In the current study, pelleted diets increased the digestibility of both indispensable and dispensable amino acids. This could be related to the process of pelleting which increases the surface area of the ingredients to the action of digestive enzymes [7]. Furthermore, the heat applied during pelleting inactivates proteinaceous enzyme inhibitors, and breaks the cell wall of ingredients, providing greater access for the enzymes to the nutrients, hence increasing the digestibility [25]. Pelleting increases protein digestibility by deactivating anti-nutrients, which may improve amino acid digestibility.

Broiler chickens, like other young animals, have undeveloped digestive enzyme capacity, and thus require exogenous enzymes to enhance the digestibility of amino acid for maintenance and growth [9]. The results of the current study are in line with the findings of Cowieson and Ravindran [32] who observed improvement in the ileal digestibility of most amino acids when an enzyme cocktail of phytase and carbohydrase was added to broiler diets.

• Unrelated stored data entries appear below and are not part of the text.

PR #361, opened 2017-01-04
Project submitted

SCDesigns:


lib/game.rb
```diff
@@ -0,0 +1,68 @@
...
+	    end
+	end
+
+	def turn
+	  player = current_player
+      current_move = player.move(@board)
+    if !@board.valid_move?(current_move)
+  	  turn
+    else
+      puts "Turn: #{@board.turn_count+1}\n"
```
cernanb: We would prefer to see the CLI logic separated from the game logic in its own class (e.g. TicTacToeCLI). Splitting the interface from the implementation of the game allows for multiple interfaces (e.g. a web app) without requiring changes to the game code.

lib/board.rb
```diff
@@ -0,0 +1,43 @@
+class Board
+	attr_accessor :cells
+
+	def initialize
+		reset!
```
cernanb: Awesome job using your `reset` method in `initialize`!

PR #363, opened 2017-01-08
Done

marielsegovia:


lib/board.rb
```diff
@@ -0,0 +1,58 @@
+class Board
+  attr_accessor :cells
+
+  def initialize
+    @cells = [" ", " ", " ", " ", " ", " ", " ", " ", " ",]
```

lib/board.rb
```diff
@@ -0,0 +1,58 @@
...
+  end
+  def reset!
+    self.cells.clear
+    @cells = [" ", " ", " ", " ", " ", " ", " ", " ", " ",]
```

lib/board.rb
```diff
@@ -0,0 +1,58 @@
...
+  def position(input)
+    @cells[input.to_i - 1]
+  end
+
+  def full?
+    @cells.all? {|cells| cells == "X" || cells == "O" }
+  end
+
+  def turn_count
+    counter = 0
```

```ruby
def turn_count
end
```

lib/board.rb
```diff
@@ -0,0 +1,58 @@
...
+  def taken?(input)
+    if @cells[input.to_i - 1] == "X" || @cells[input.to_i - 1] == "O"
+      true
+    else
+      false
+    end
+  end
+
+  def valid_move?(input)
+    if (input.to_i - 1).between?(0,8) && !taken?(input)
```
cernanb: Consider using the implicit return values of the two expressions

```
```

lib/game.rb
```diff
@@ -0,0 +1,87 @@
...
+    [6, 7, 8],
+    [0, 3, 6],#vertical
+    [1, 4, 7],
+    [2, 5, 8],
+    [0, 4, 8],#diagonal
+    [2, 4, 6],
+  ]
+
+  def current_player
+    if @board.turn_count % 2 == 0
```

lib/game.rb
```diff
@@ -0,0 +1,87 @@
...
+  def draw?
+    if @board.full? && !won?
+      true
+    else
+      false
+    end
+  end
+
+  def winner
+    WIN_COMBINATIONS.each do |combination|
```
cernanb: Consider using your `won?` method as a helper to return the winner of the game. 

```ruby
if won = won?
  board.cells[won.first]
end
```

lib/game.rb
```diff
@@ -0,0 +1,87 @@
...
+    WIN_COMBINATIONS.detect do |combination|
+      @board.cells[combination[0]] == @board.cells[combination[1]] &&
+      @board.cells[combination[1]] == @board.cells[combination[2]] &&
+      @board.taken?(combination[0] + 1)
+  end
+
+  end
+
+  def draw?
+    if @board.full? && !won?
```
cernanb: You should be able to use the implicit return values of the two expressions here as well

```
@board.full? && !won?
```

PR #367, opened 2017-01-16
Done

ykumawat:


lib/board.rb
```diff
@@ -0,0 +1,52 @@
+class Board
+	attr_accessor :cells
+
+	def reset!
+		@cells = [" ", " ", " ", " ", " ", " ", " ", " ", " "]
```

lib/board.rb
```diff
@@ -0,0 +1,52 @@
...
+	end
+
+	def full?
+	   @cells.all? do |position|
+	   position == "X" || position == "O"
+	   end
+	end
+
+	def turn_count
+	   counter = 0
```

```ruby
def turn_count
end
```

PR #369, opened 2017-01-16
Finished (Unbeatable AI (i think!) and wargames)

jonfoster9999:


bin/tictactoe
```diff
@@ -1,3 +1,71 @@
 #!/usr/bin/env ruby
```

```ruby
#!/usr/bin/env ruby
       
TicTacToeCLI.new.call
```

```ruby
class TicTacToeCLI
  def initialize
  end

  def call
   # Your game logic
  end
end
```

lib/board.rb
```diff
@@ -0,0 +1,86 @@
+
+
+class Board
+	attr_accessor :cells, :answer_token
+
+	def initialize
+		@cells = [" ", " ", " ", " ", " ", " ", " ", " ", " "]
```

lib/board.rb
```diff
@@ -0,0 +1,86 @@
...
+		@answer_token = []
+	end
+
+	def reset!
+		@cells = [" ", " ", " ", " ", " ", " ", " ", " ", " "]
```

lib/board.rb
```diff
@@ -0,0 +1,86 @@
...
+		answers = answers.map { |a| a + 1}
+		answers
+	end
+
+	def position(position)
+		@cells[position.to_i - 1]
+	end
+
+	def full?
+		!self.cells.include?(" ")
```

lib/game.rb
```diff
@@ -0,0 +1,102 @@
...
+		@current_player = player_1
+		@winning_symbol
+	end
+
+	def over? 
+		self.won? || self.draw? ? true : false
+	end
+
+	def won?
+		WIN_COMBINATIONS.each do |combo|
```

```ruby
  def won?
      @board.taken?(combo[0] + 1)
    end
  end
```

lib/game.rb
```diff
@@ -0,0 +1,102 @@
...
+		end
+		false
+	end
+
+	def draw?
+		!self.board.cells.include?(" ") && !self.won? ? true : false
+	end
+
+	def winner
+		if self.won?
```
cernanb: Another alternative to solving this is

```ruby
if won = won?
  board.cells[won.first]
end
```

lib/players/human.rb
```diff
@@ -0,0 +1,13 @@
+require_relative '../player.rb'
+
+module Players
+	attr_reader :move
+
+	class Human < Player
+		
+		def move(board, game=Game.new)
+			input = gets.chomp
```
```
def move(board)
  gets.chomp
end
```

jonfoster9999:
Hello Cernan!

Thank you for the feedback! I believe I made all the suggested changes and
pushed it up to the repository. Do I make another pull request?

Thanks!
Jonathan

PR #370, opened 2017-01-17
Project submitted

tracypholmes:


lib/tic_tac_toe_cli.rb
```diff
@@ -0,0 +1,82 @@
+class TicTacToeCLI
```
cernanb: Great job encapsulating your CLI logic into a separate class!

lib/board.rb
```diff
@@ -0,0 +1,65 @@
...
+  # define full here - every element on the board contains "X" or "O"
+  def full?
+    @cells.all? do |mark|
+      mark == 'X' || mark == 'O'
+    end
+  end
+
+  # define turn_count here
+  def turn_count
+    counter = 0
```

```ruby
def turn_count
  cells.count { |occupied_spot| occupied_spot != " " }
end
```

lib/board.rb
```diff
@@ -0,0 +1,65 @@
...
+
+  # taken? method
+  def taken?(input)
+    exxo = position(input)
+    exxo != " " ? true:false
+  end
+
+  # valid_move? method here
+  def valid_move?(input)
+    if position(input) == " " && input.to_i.between?(1, 9)
```
cernanb: Utilize the implicit return value of the two expressions above
```
def valid_move?(input)
  input.to_i.between?(1,9) && position(input) == " "
end
```

Another alternative is to utilize your `#taken?` method
```
def valid_move?(input)
end
```

tracypholmes: I was on the right track based on your first example. I will use it as it is closer to what I already had - I was just too verbose. Thanks!

PR #371, opened 2017-01-17
Done

liahwallace1:


lib/game.rb
```diff
@@ -0,0 +1,146 @@
...
+    if won?
+      puts "Congratulations #{winner}!"
+    elsif
+      draw?
+      puts "Cat's Game!"
+    end
+  end
+
+  def self.start
+    puts "Welcome to Tic-Tac-Toe with AI!"
```
cernanb: Great bin file, short length is ideal. However, we would prefer to see the CLI logic separated from the game logic in its own class (e.g. TicTacToeCLI). Splitting the interface from the implementation of the game allows for multiple interfaces (e.g. a web app) without requiring changes to the game code.

lib/board.rb
```diff
@@ -0,0 +1,56 @@
+class Board
+
+  attr_accessor :cells
+
+  def initialize
+    @cells = [" ", " ", " ", " ", " ", " ", " ", " ", " "]
```

lib/board.rb
```diff
@@ -0,0 +1,56 @@
...
+
+  def update(user_input, player = "X")
+    index = user_input.to_i - 1
+    if valid_move?(user_input)
+      @cells[index] = player.token
+    end
+  end
+
+  def reset!
+    @cells = [" ", " ", " ", " ", " ", " ", " ", " ", " "]
```

lib/board.rb
```diff
@@ -0,0 +1,56 @@
...
+    puts " #{@cells[6]} | #{@cells[7]} | #{@cells[8]} "
+  end
+
+  def position(user_input)
+    index = user_input.to_i - 1
+    @cells[index]
+  end
+
+  def full?
+    @cells.include?(" ") == false
```

lib/board.rb
```diff
@@ -0,0 +1,56 @@
...
+  end
+
+  def turn_count
+    9 - @cells.count(" ")
```
cernanb: Consider this alternative using Ruby's [`#count`](http://ruby-doc.org/core-2.2.0/Array.html#method-i-count). Entire body could read:

```ruby
def turn_count
end
```

lib/board.rb
```diff
@@ -0,0 +1,56 @@
...
+  end
+
+  def taken?(user_input)
+    self.position(user_input) != " "
+  end
+
+  def valid_move?(user_input)
+    user_input.to_i.between?(1,9) && self.taken?(user_input) == false
```
cernanb: You should be able to use the bang operator to utilize negation. This will enable you to avoid comparing to a boolean value and utilize the implicit return value. 

```
```

lib/game.rb
```diff
@@ -0,0 +1,146 @@
...
+    @player_1 = player_1
+    @player_2 = player_2
+  end
+
+  def board
+    @board
+  end
+
+  def current_player
+    if @board.turn_count.even?
```
cernanb: Consider using a ternary operator to make your code a little cleaner. 

```
```

lib/game.rb
```diff
@@ -0,0 +1,146 @@
...
+  def draw?
+    won? == false && @board.full? == true
+  end
+
+  def over?
+    won? || draw?
+  end
+
+  def winner
+    if won?
```
cernanb: You can also utilize the return value of won? to grab the token of the winning player. 

```ruby
if won = won?
  board.cells[won.first]
end
```

lib/players/human.rb
```diff
@@ -0,0 +1,10 @@
+module Players
+  class Human < Player
+
+    def move(board)
+      puts "Please enter a number 1-9:"
+      user_input = gets.strip
```
```
def move(board)
  gets.chomp
end
```

PR #372, opened 2017-01-21
Project submitted

jilustrisimo:


lib/board.rb
```diff
@@ -0,0 +1,47 @@
+require 'pry'
+
+class Board
+  attr_accessor :cells
+
+  def initialize
+    reset!
```
cernanb: Great job calling reset in your intialiez method!

lib/board.rb
```diff
@@ -0,0 +1,47 @@
...
+  end
+
+  def reset!
+    @cells = %w( \ )*9
```

lib/board.rb
```diff
@@ -0,0 +1,47 @@
...
+    puts "-----------"
+    puts " #{@cells[6]} | #{@cells[7]} | #{@cells[8]} "
+  end
+
+  def position(input)
+    @cells[input.to_i - 1]
+  end
+
+  def full?
+    !@cells.any?{|c| c == " "}
```

`cells.all? {|c| c != " "}`

lib/game.rb
```diff
@@ -0,0 +1,90 @@
...
+  # spec requires arguments to be passed in in this order
+  def initialize(player_1=Players::Human.new("X"), player_2=Players::Human.new("O"), board=Board.new)
+    @board = board
+    @player_1 = player_1
+    @player_2 = player_2
+  end
+
+  def current_player
+    # test calls on player.token, changed true/false statements to player_1/player_2
+      @board.turn_count % 2 == 0 ? @player_1 : @player_2
```

PR #374, opened 2017-01-27
Project submitted

StreamedLine:


bin/tictactoe
```diff
@@ -1,3 +1,55 @@
 #!/usr/bin/env ruby
 
 require_relative '../config/environment'
+
```

```ruby
#!/usr/bin/env ruby
       
TicTacToeCLI.new.call
```

```ruby
class TicTacToeCLI
  def initialize
  end

  def call
   # Your game logic
  end
end
```

lib/board.rb
```diff
@@ -0,0 +1,50 @@
+class Board
+  attr_accessor :cells
+
+  def initialize
+    reset!
```
cernanb: Awesome job utilizing `reset` in your initialize method!

lib/board.rb
```diff
@@ -0,0 +1,50 @@
...
+  end
+
+  def reset!
+    @cells = [" ", " ", " ", " ", " ", " ", " ", " ", " "]
```

lib/board.rb
```diff
@@ -0,0 +1,50 @@
...
+    @cells.count { |cell| cell != " "} 
+  end
+
+  def taken?(pos)
+    pos = pos.to_i - 1
+    @cells[pos] != " "
+  end
+
+  def valid_move?(pos)
+    return false if !/^[123456789]$/.match(pos)
```
cernanb: You can probably check both conditions in one line and utilize the implicit return values of those expressions. 

```
pos.to_i.between?(1,9) && !taken(pos)
```

lib/game.rb
```diff
@@ -0,0 +1,60 @@
...
+  WIN_COMBINATIONS = [[0,1,2], [3,4,5], [6,7,8], [0,3,6], [1,4,7], [2,5,8], [0,4,8], [6,4,2]]
+
+  def initialize(player_1 = Players::Human.new('X'), player_2 = Players::Human.new('O'), board = Board.new)
+    @player_1 = player_1
+    @player_2 = player_2
+    @board = board
+  end
+
+  def current_player
+    @board.turn_count % 2 == 0 ? @player_1 : @player_2
```

lib/game.rb
```diff
@@ -0,0 +1,60 @@
...
+  end
+
+  def over?
+    board.full?
+  end
+
+  def won?
+    WIN_COMBINATIONS.any? do |combo|
+      #non are empty
```
cernanb: Here you can consider use of [`Enumerable#detect`](http://ruby-doc.org/core-2.2.3/Enumerable.html#method-i-detect) to return the winning combination or `nil` if none is found.

```ruby
  def won?
      @board.taken?(combo[0] + 1)
    end
  end
```

lib/game.rb
```diff
@@ -0,0 +1,60 @@
...
+      combo.collect{|e| @board.cells[e]}.uniq.count == 1
+    end
+  end
+
+  def draw?
+    over? && !won?
+  end
+
+  def winner
+    WIN_COMBINATIONS.collect do |combo|
```
cernanb: Here you can take advantage of the `won?` method to provide the winner. 

```ruby
if won = won?
  board.cells[won.first]
end
```

lib/players/human.rb
```diff
@@ -0,0 +1,8 @@
+module Players
+  class Human < Player
+    def move(board)
+      puts "Please enter move: (1-9)"
+      pos = gets
```
cernanb: You actually don't need to store your return value in a local variable; just utilize the implicit return value of the expression.
```
def move(board)
  gets.chomp
end
```

PR #376, opened 2017-02-01
Project submitted

gloverab:


lib/board.rb
```diff
@@ -0,0 +1,50 @@
+require 'pry'
+
+class Board
+  attr_accessor :cells
+
+  def initialize
+    @cells = [" "," "," "," "," "," "," "," "," ",]
```

lib/board.rb
```diff
@@ -0,0 +1,50 @@
...
+  def display
+    puts " #{@cells[0]} | #{@cells[1]} | #{@cells[2]} \n"
+    puts "-----------\n"
+    puts " #{@cells[3]} | #{@cells[4]} | #{@cells[5]} \n"
+    puts "-----------\n"
+    puts " #{@cells[6]} | #{@cells[7]} | #{@cells[8]} "
+  end
+
+  def reset!
+    self.cells = [" "," "," "," "," "," "," "," "," ",]
```

lib/board.rb
```diff
@@ -0,0 +1,50 @@
...
+  end
+
+  def position(input)
+    index = (input.to_i-1)
+    self.cells[index]
+  end
+
+  def full?
+    !self.cells.include?(" ") || false
```

lib/game.rb
```diff
@@ -0,0 +1,90 @@
...
+
+  def initialize(player_1=Players::Human.new("X"), player_2=Players::Human.new("O"), board=Board.new)
+    @board = board
+    @player_1 = player_1
+    @player_2 = player_2
+    puts "\nSweet. When it's your turn, enter a number 1 through 9 to place your token \non the corrosponding spot of the board, '1' being the top left corner and '9' being the bottom right.\n\n"
+  end
+
+  def current_player
+    if self.board.turn_count.even?
```
cernanb: Consider using a 1 line ternary here to make your code a little more concise and still readable. 

`self.board.turn_count.even? ? @player_1 : @player_2`

lib/game.rb
```diff
@@ -0,0 +1,90 @@
...
+
+  def won?
+    cells = self.board.cells
+    WIN_COMBINATIONS.find do |combo|
+      self.board.taken?(combo[0]+1) && cells[combo[0]] == cells[combo[1]] && cells[combo[0]] == cells[combo[2]]
+    end
+  end
+
+  def winner
+    won? ? self.board.cells[won?[0]] : nil
```

```ruby
if won = won?
  board.cells[won.first]
end
```

lib/players/human.rb
```diff
@@ -0,0 +1,10 @@
+module Players
+  class Human < Player
+
+    def move(board)
+      "Please enter a number 1-9 to make a move"
+      answer = gets.chomp
```
```
def move(board)
  gets.chomp
end
```

lib/game.rb
gloverab: This is something I hadn't even thought of. Super clever. Thank you!

PR #378, opened 2017-02-04
Project submitted

danpaulgo:


bin/tictactoe
```diff
@@ -1,3 +1,20 @@
 #!/usr/bin/env ruby
 
 require_relative '../config/environment'
+
```

```ruby
#!/usr/bin/env ruby
       
TicTacToeCLI.new.call
```

```ruby
class TicTacToeCLI
  def initialize
  end

  def call
   # Your game logic
  end
end
```

lib/board.rb
```diff
@@ -0,0 +1,48 @@
+class Board
+
+  attr_accessor :cells
+
+  def initialize
+    @cells = Array.new(9, " ")
```

lib/board.rb
```diff
@@ -0,0 +1,48 @@
...
+    puts "-----------"
+    puts " #{cells[6]} | #{cells[7]} | #{cells[8]} "
+  end
+
+  def position(position)
+    cells[position.to_i-1]
+  end
+
+  def full?
+    empty_cells = cells.detect do |cell|
```

lib/board.rb
```diff
@@ -0,0 +1,48 @@
...
+      cell == " "
+    end
+    empty_cells.nil?
+  end
+
+  def turn_count
+    cells.select{ |cell| cell != " " }.length
```

```ruby
def turn_count
end
```

lib/board.rb
```diff
@@ -0,0 +1,48 @@
...
+  end
+
+  def taken?(position)
+    cells[position.to_i-1] != " "
+  end
+
+  def valid_move?(position)
+    !taken?(position) && position.to_i > 0
```
cernanb: Consider the scenario here if `position` that gets passed in is more than 9

lib/game.rb
```diff
@@ -0,0 +1,72 @@
...
+    [6,7,8],
+    [0,3,6],
+    [1,4,7],
+    [2,5,8],
+    [0,4,8],
+    [2,4,6]
+  ]
+
+  def current_player
+    board.cells.select{|cell| !cell.strip.empty?}.count.even? ? player_1 : player_2
```
cernanb: You can probably take advatange of `board#turn_count` here. 

lib/game.rb
```diff
@@ -0,0 +1,72 @@
...
+
+  def winner
+    winning_combo = WIN_COMBINATIONS.detect do |combo|
+      [board.cells[combo[0]], board.cells[combo[1]], board.cells[combo[2]]].uniq.count == 1 && !board.cells[combo[0]].strip.empty?
+    end
+    winning_combo.nil? ? nil : board.cells[winning_combo[0]]
+  end
+
+  def won?
+    !winner.nil?
```
cernanb: Your `won?` method should be the one that returns an array of the winning combo if there is one...nil otherwise. 

```ruby
  def won?
      @board.taken?(combo[0] + 1)
    end
  end
```

lib/game.rb
```diff
@@ -0,0 +1,72 @@
...
+    [0,4,8],
+    [2,4,6]
+  ]
+
+  def current_player
+    board.cells.select{|cell| !cell.strip.empty?}.count.even? ? player_1 : player_2
+  end
+
+  def winner
+    winning_combo = WIN_COMBINATIONS.detect do |combo|
```
cernanb: This method is one that should take advantage of the `won?` method to see if there is a winning combo. If so, it would return the token at either of the 3 positions in the winning combo returned from `won?`

```ruby
if won = won?
  board.cells[won.first]
end
```

danpaulgo:
Hi Cernan,

Thanks so much for the feedback! Just completed all the fixes and pushed to github. Please let me know if everything looks good now.

Best,
Daniel

PR #379, opened 2017-02-07
Project submitted

jmcmanus1:


bin/tictactoe
```diff
@@ -1,3 +1,19 @@
 #!/usr/bin/env ruby
 
 require_relative '../config/environment'
```

```ruby
#!/usr/bin/env ruby
       
TicTacToeCLI.new.call
```

```ruby
class TicTacToeCLI
  def initialize
  end

  def call
   # Your game logic
  end
end
```

lib/board.rb
```diff
@@ -0,0 +1,43 @@
+class Board
+	attr_accessor :cells
+
+	def initialize()
+		reset!
```

lib/game.rb
```diff
@@ -0,0 +1,72 @@
...
+	    @player_1 = player_1
+	    @player_2 = player_2
+	  end
+
+	  def over?
+	    won? || draw?
+	  end
+
+	  def current_player
+	    @board.turn_count % 2 == 0 ? @player_1 : @player_2
```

A study by Rutherfurd et al. [33] revealed improved broiler ileal digestibility for most measured amino acids ecept methionine, tyrosine, histidine, and threonine when microbial phytase was added to maize–soybean-based diet. He et al. [34] also demonstrated an improvement in apparent ileal digestibility of histidine, threonine, aspartic acid, cystine, proline, and serine when diets were supplemented with phytase.

The increased digestibility of some minerals in pelleted diets is explained by the fact that pelleting tends to conserve more nutrients compared to mash diets. However, this response was not observed for all minerals, for reasons that are not clear. The digestibility of Ca, P, K, S, Zn, and Fe was also increased by enzyme supplementation, when QB (phytase) was added singly or combined with Axtra XB. It has been reported that the addition of phytase to maize-based diets increases the availability of phytate-phosphorus and other minerals, including Ca, Zn, Cu, and Fe [31, 35]. Similarly, Bradbury et al. [36] found that phytase addition to broiler diets improved the digestibility of both Ca and P.